Lucy enjoys cooking. She’s a hard-working career woman in a high-stress job, and she finds cooking relaxing. Planning, shopping, chopping, sauteing, roasting -- each step, each act, is so different from her workday life that it’s almost therapeutic. I, meanwhile, enjoy choosing the wines, trying to figure which ones will go best with each dish and which ones our guests are most likely to enjoy.

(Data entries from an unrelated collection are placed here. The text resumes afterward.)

PR #4255, opened 2025-06-10
pass: add `LoopReturn` pass

amscanne:
Stacked PRs:
 * __->__#4255

--- --- ---

### pass: add `LoopReturn` pass

Since all the context building supports scratch variables, supporting
loop returns involved injecting logic directly into the program
structure to support chain-breaking out of loops. The variables use
non-`$` prefixes, and therefore cannot collide with user variables.

They will not be injected unless they are needed.

Note that this commit also tweaks the address space for the context,
ensuring that it is correctly marked as `none` (or BPF).

### DIFF
--- a/src/ast/passes/loop_return.cpp
+++ b/src/ast/passes/loop_return.cpp
@@ -1,0 +1,232 @@
+#include "ast/passes/loop_return.h"
+#include "ast/ast.h"
+#include "ast/visitor.h"
+
+namespace bpftrace::ast {
+
+namespace {
+
+class LoopReturn : public Visitor<LoopReturn> {
+public:
+  LoopReturn(ASTContext &ast) : ast_(ast) {};
+
+  using Visitor<LoopReturn>::visit;
+
+  template <typename T>
+  void inject(T &node);
+
+  void visit(Subprog &subprog);
+  void visit(Probe &probe);
+  void visit(For &for_loop);
+  void visit(While &while_loop);
+  void visit(Statement &stmt);
+
+private:
+  Variable *get_return_var(const Node &node)
+  {
+    return ast_.make_node<Variable>(node.loc, "__return_value");
+  }
+  Variable *get_return_set_var(const Node &node)
+  {
+    return ast_.make_node<Variable>(node.loc, "__return_value_set");
+  }
+
+  ASTContext &ast_;
+  int loop_depth_ = 0;
+  std::optional<bool> loop_return_;
+};
+
+} // namespace
+
+void LoopReturn::visit(For &for_loop)
+{
+  loop_depth_++;
+  Visitor<LoopReturn>::visit(for_loop);
+  loop_depth_--;
+}
+
+void LoopReturn::visit(While &while_loop)
+{
+  loop_depth_++;
+  Visitor<LoopReturn>::visit(while_loop);
+  loop_depth_--;
+}
+
+void LoopReturn::visit(Statement &stmt)
+{
+  // Recursively visit the block statements.
+  Visitor<LoopReturn>::visit(stmt);
+
+  // First see if we have any loop statements, because we will inject an
+  // additional return into those statements if needed. This may be rewritten
+  // below, but only if this is within an inner loop.
+  //
+  // Consider that this takes:
+  //
+  // for (...) { }
+  //
+  // And turns it into:
+  //
+  // { for (...) { } if (__return_value_set) { return __return_value; } }
+  //
+  // The return may be subsequently rewritten below, if inside a loop.
+  bool is_loop = stmt.is<For>() || stmt.is<While>();
+  if (is_loop && loop_return_.has_value()) {
+    std::vector<Statement> ret_stmts;
+    if (loop_depth_ > 0) {
+      // We're still in a loop, so just break.
+      ret_stmts.emplace_back(
+          ast_.make_node<Jump>(stmt.node().loc, JumpType::BREAK));
+    } else if (loop_return_.value()) {
+      // The value was set within the loop, so return it.
+      ret_stmts.emplace_back(ast_.make_node<Jump>(stmt.node().loc,
+                                                  JumpType::RETURN,
+                                                  get_return_var(stmt.node())));
+    } else {
+      // The value was not set within the loop, so skip it.
+      ret_stmts.emplace_back(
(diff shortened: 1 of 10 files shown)


amscanne:
I will also add a test case for nested loops before submission.

src/ast/passes/loop_return.cpp
```diff
@@ -0,0 +1,164 @@
...
+          ast_.make_node<Jump>(JumpType::BREAK, Location(jmp->loc)));
+      auto *block = ast_.make_node<Block>(
+          std::vector<Statement>(std::move(ret_stmts)), Location(jmp->loc));
+      stmt = Statement(block);
+    }
+  }
+}
+
+void LoopReturn::visit(Probe &probe)
+{
```
amscanne, line 190: I need to do two things here:

* Clear `loop_return_`
* Apply the same logic below to `SubProg` (factoring this out)

I should also add add tests for these cases, since nothing caught these problems.

tests/runtime/for
```diff
@@ -92,6 +92,10 @@ NAME map with continue
 PROG begin { @map["foo"] = 1; @map["bar"] = 2; print("start"); for ($i : @map) { if ($i.0 == "bar") { continue; } print($i.0); }  }
 EXPECT_REGEX .*start\nfoo\n\n
 
+NAME map with return
```
jordalgo, line 95: I think this test can be simplified with a range based for loop and just a single `begin` probe. Also you need an EXPECT_NONE for the print statement after the return in the loop.

tests/runtime/for
```diff
@@ -136,6 +140,10 @@ NAME range with continue
 PROG begin { for ($i : 1..4) { if ($i == 2) { continue; } print($i); }  }
 EXPECT_REGEX .*\n1\n3\n\n
 
+NAME range with nested return
```
jordalgo, line 144: Same comment as above.

tests/control_flow_analyser.cpp
```diff
@@ -67,9 +67,10 @@ TEST(control_flow_analyser, if_without_else)
 
 TEST(control_flow_analyser, while_loop)
 {
-  // This is allowed, as we can detect that this will always return. However,
-  // the verifier may reject it.
-  test("fn test($x: int64): int64 { while ($x) { return 0; } }", 0);
+  // This was previously allowed, but is no longer allowed. All loops
+  // are treated equally, and therefore we require all paths to return
+  // appropriately ahead of any folding, etc.
```
jordalgo, line 72: By "return appropriately" you mean all branches must return the same type, yes? Right now this is a mix of int and void.

src/ast/passes/semantic_analyser.cpp
```diff
@@ -3088,7 +3088,7 @@ void SemanticAnalyser::visit(For &f)
   auto [iter, _] = for_vars_referenced_.try_emplace(&f);
   auto &collector = iter->second;
   for (const Variable &var : collector.nodes()) {
-    ctx_types.push_back(CreatePointer(var.var_type, AddrSpace::kernel));
+    ctx_types.push_back(CreatePointer(var.var_type, AddrSpace::none));
```
jordalgo, line 3090: Why this change?

src/ast/passes/loop_return.cpp
```diff
@@ -0,0 +1,232 @@
...
+void LoopReturn::inject(T &node)
+{
+  loop_return_.reset();
+  Visitor<LoopReturn>::visit(node);
+
+  if (loop_return_.has_value()) {
+    // Declare the return variables at the top of the probe. These actually
+    // need to supercede all the other statements in the block.
+    if (loop_return_.value()) {
+      auto *ret_var_decl = ast_.make_node<VarDeclStatement>(
```
jordalgo, line 198: Why do you need a decl here if you're not setting the type?

src/ast/passes/semantic_analyser.cpp
amscanne: This was wrong, the context arguments are in BPF and do not require probe reads.

I can split this into a separate commit if it's useful.

src/ast/passes/loop_return.cpp
amscanne: To ensure that the scope is correct. It will be first assigned in a subscope.

tests/runtime/for
amscanne: The double new line is printed only at the end. Ideally this is just a test probe.

I'll clean this up, it predates exiting automatically :)

tests/control_flow_analyser.cpp
amscanne: Right, it's not clear to me why this was ever allowed. It's weird because the comment above indicates that it's probably broken anyways.

src/ast/passes/semantic_analyser.cpp
jordalgo: That or just a note in the current commit.

src/ast/passes/loop_return.cpp
jordalgo: Ah got it.

jordalgo (approved):
LGTM. Also please update the table in the language doc for supported control flow statements for these loops:
- https://bpftrace.org/docs/release_024/language#for

src/ast/passes/loop_return.cpp
```diff
@@ -0,0 +1,232 @@
...
+  // additional return into those statements if needed. This may be rewritten
+  // below, but only if this is within an inner loop.
+  //
+  // Consider that this takes:
+  //
+  // for (...) { }
+  //
+  // And turns it into:
+  //
+  // { for (...) { } if (__return_value_ret) { return __return_value; } }
```
viktormalik: Shouldn't be?
```suggestion
  // { for (...) { } if (__return_value_set) { return __return_value; } }
```

viktormalik (approved):
Looks good, just one nit in a comment.

src/ast/passes/semantic_analyser.cpp
amscanne: Done.

src/ast/passes/loop_return.cpp
amscanne: Fixed.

Together, we plan the guest list. Who’s interesting? Whom haven’t we seen in a while? Who’s a good match for whom? Who will like the particular dishes and wines we’ve chosen?

Until relatively recently, when I got lazy, I always kept track on our computer of the guests, dishes and wines we had at each dinner party, so we could avoid duplication. I mean, God forbid that someone should have to eat the same scallop dish with the same Marcassin Chardonnay, seated next to the same person, as he did three years ago.

When we call to invite guests, we always ask, “Is there anything you don’t eat or drink, anything you are allergic to or have aesthetic, political, religious or any other kinds of objections to?”

We have friends who are vegetarian -- not many, thank the Lord -- and friends who keep kosher, and one friend who says he’s allergic to all California wine. But some guests are reluctant to tell you of any such restrictions, and others -- given the opportunity -- may change their mind about food or wine after they arrive and see what we’ve planned. That’s when it helps to be flexible.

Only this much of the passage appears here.